§ TASK REQUIREMENTS: Copy, word for word, each line of the data below from the first through the line containing "val url = x.copy(pathParts", and stop there.

§ DATASET RECORDS:

PR #1255, opened 2016-06-30
Giraffe autorelocate

jranks123:
- Implements auto relocation for visitors to the contributions page, based on their IP.
- Sends European, US, AU and UK visitors to their specific currency pages, defaults to US dollars


frontend/app/controllers/Giraffe.scala
```diff
@@ -110,3 +118,15 @@ object Giraffe extends Controller {
     })
   }
 }
+
+object MakeURL {
```
paulbrown1982: Have you seen the netaporter Scala Uri API? 

import com.netaporter.uri.dsl._
import com.netaporter.uri.Uri

With that you can do something like this:

var x = Uri.parse(request.uri).withScheme("https")
val url = x.copy(pathParts = Seq(PathPart(countryGroup.id)) ++ x.pathParts)

jranks123: Thanks Paul, this is much better

paulbrown1982:
👍

markjamesbutler:
:shipit:

PR #1257, opened 2016-06-30
Remove an unnecessary redirect for the geo-ip negotiation for /supporter

paulbrown1982:
Useful to save an additional redirect here from http to https.
cc @nlindblad @tomverran


AWare:
:+1:

PR #1260, opened 2016-07-04
Added extra query parameter to supporter redirect

paulbrown1982:
cc @AWare @JuliaBellis


JuliaBellis:
👍  Looks fine. We can accept mcopy.

AWare:
This is probably too late, but we've started accepting cmp and intcmp on contributions for this reason. mcopy wasn't really intended as a general purpose tracking code.

PR #1267, opened 2016-07-06
Revert "Use membership common 227"

tomverran:
Reverts guardian/membership-frontend#1266

As of membership-common 226 (which was never pushed to membership frontend) we now can't parse the production membership product catalog, I am reproducing in a test and sorting out now...


mario-galic:
👍

tomverran:
Going forward to v228 that fixes this

PR #1269, opened 2016-07-07
Dynamic credit card expiry dropdown

markjamesbutler:
The credit card expiry date will now show the current year plus 9 years.  

screen shot 2016-07-07 at 15 20 14


AWare:
This could probably be useful in the main codebase too. :) :+1:

PR #1272, opened 2016-07-13
Remove competitions from nav

markjamesbutler:
Competitions are currently on hold therefore removing them from the nav for now.

screen shot 2016-07-13 at 15 24 44


tomverran:
👍

PR #1273, opened 2016-07-14
Use membership common 233

tomverran:
I think in the future we should probably avoid membership depending on the existence of paper / digipack rate plan IDs but for now this sorts it all out


AWare:
👍

PR #1276, opened 2016-07-18
A more friendly page for members only content

philwills:
image

This is a new page to show if we have content that is only for members and the reader is not a member.

I believe the styling works, but I'm also pretty confident I've not got everything in sensible places, or  followed conventions properly, so feedback would be very welcome.


frontend/app/controllers/MemberOnlyContent.scala
```diff
@@ -0,0 +1,41 @@
...
+import services.{GuardianContentService, _}
+import tracking.ActivityTracking
+import views.support.PageInfo
+
+object MemberOnlyContent extends Controller with ActivityTracking
+                                 with LazyLogging {
+
+  val contentApiService = GuardianContentService
+
+  def membershipContent(referringContent: String) = NoCacheAction.async { implicit request =>
```
philwills: I need to have a bit more thought about whether we could actually cache this, which would obviously be preferable.

philwills:
One thing I was thinking was to redirect back to the content if the member only flag isn't set to avoid people fiddling with the URL to make it look like we're restricting content that we're not.

frontend/assets/stylesheets/components/_panels.scss
```diff
@@ -99,3 +99,20 @@
     padding: rem($gs-baseline * 2);
     margin-bottom: rem($gs-baseline * 2);
 }
+
+/* Challenge for member content */
+.challenge--panel {
```
joelochlann: Normally `--` is used for a modifier class in BEM syntax. i.e. it would only be used in combination with a base class, e.g. `.challenge`. https://github.com/guardian/membership-frontend/blob/master/docs/client-side-principles.md#unintended-modifiers

frontend/app/controllers/Joiner.scala
```diff
@@ -72,8 +73,13 @@ object Joiner extends Controller with ActivityTracking
       customSignInUrl=Some(signInUrl)
     )
 
-    Ok(views.html.joiner.tierChooser(TouchpointBackend.Normal.catalog, pageInfo, eventOpt, accessOpt, signInUrl))
-      .withSession(request.session.copy(data = request.session.data ++ contentRefererOpt.map(JoinReferrer -> _)))
+    contentRefererOpt.filter(Uri.parse(_).host.exists(_ == "www.theguardian.com")).map { contentURL =>
```
joelochlann: I might be reading this wrong, but does this mean that if there was a link on theguardian.com to the tier chooser page and it was clicked by the user, they would see the restricted content message?

joelochlann: Might be OK for now... but I could see that really coming back to bite someone in the future!

philwills: Now only redirects if the `membershipAccess` query param is present, which feels less prone to confusion.

joelochlann:
👍  once that caching question has been considered

PR #1279, opened 2016-07-19
Fix the jdk version

alexduf:


AWare:
It might be worth removing cloud-formation/gen-ami.sh at the same time. @rtyley?

PR #1284, opened 2016-07-20
pin grunt asset hash

AWare:
There's a new version of grunt-asset-hash that's compatible with new versions of grunt....
...and our ^ised version number matches it and breaks.


markjamesbutler:
👍

AWare:
@paulbrown1982

AWare:
(discussed with Paul, merging)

§ TASK RESPONSE:
PR #1255, opened 2016-06-30
Giraffe autorelocate

jranks123:
- Implements auto relocation for visitors to the contributions page, based on their IP.
- Sends European, US, AU and UK visitors to their specific currency pages, defaults to US dollars


frontend/app/controllers/Giraffe.scala
```diff
@@ -110,3 +118,15 @@ object Giraffe extends Controller {
     })
   }
 }
+
+object MakeURL {
```
paulbrown1982: Have you seen the netaporter Scala Uri API? 

import com.netaporter.uri.dsl._
import com.netaporter.uri.Uri

With that you can do something like this:

var x = Uri.parse(request.uri).withScheme("https")
val url = x.copy(pathParts = Seq(PathPart(countryGroup.id)) ++ x.pathParts)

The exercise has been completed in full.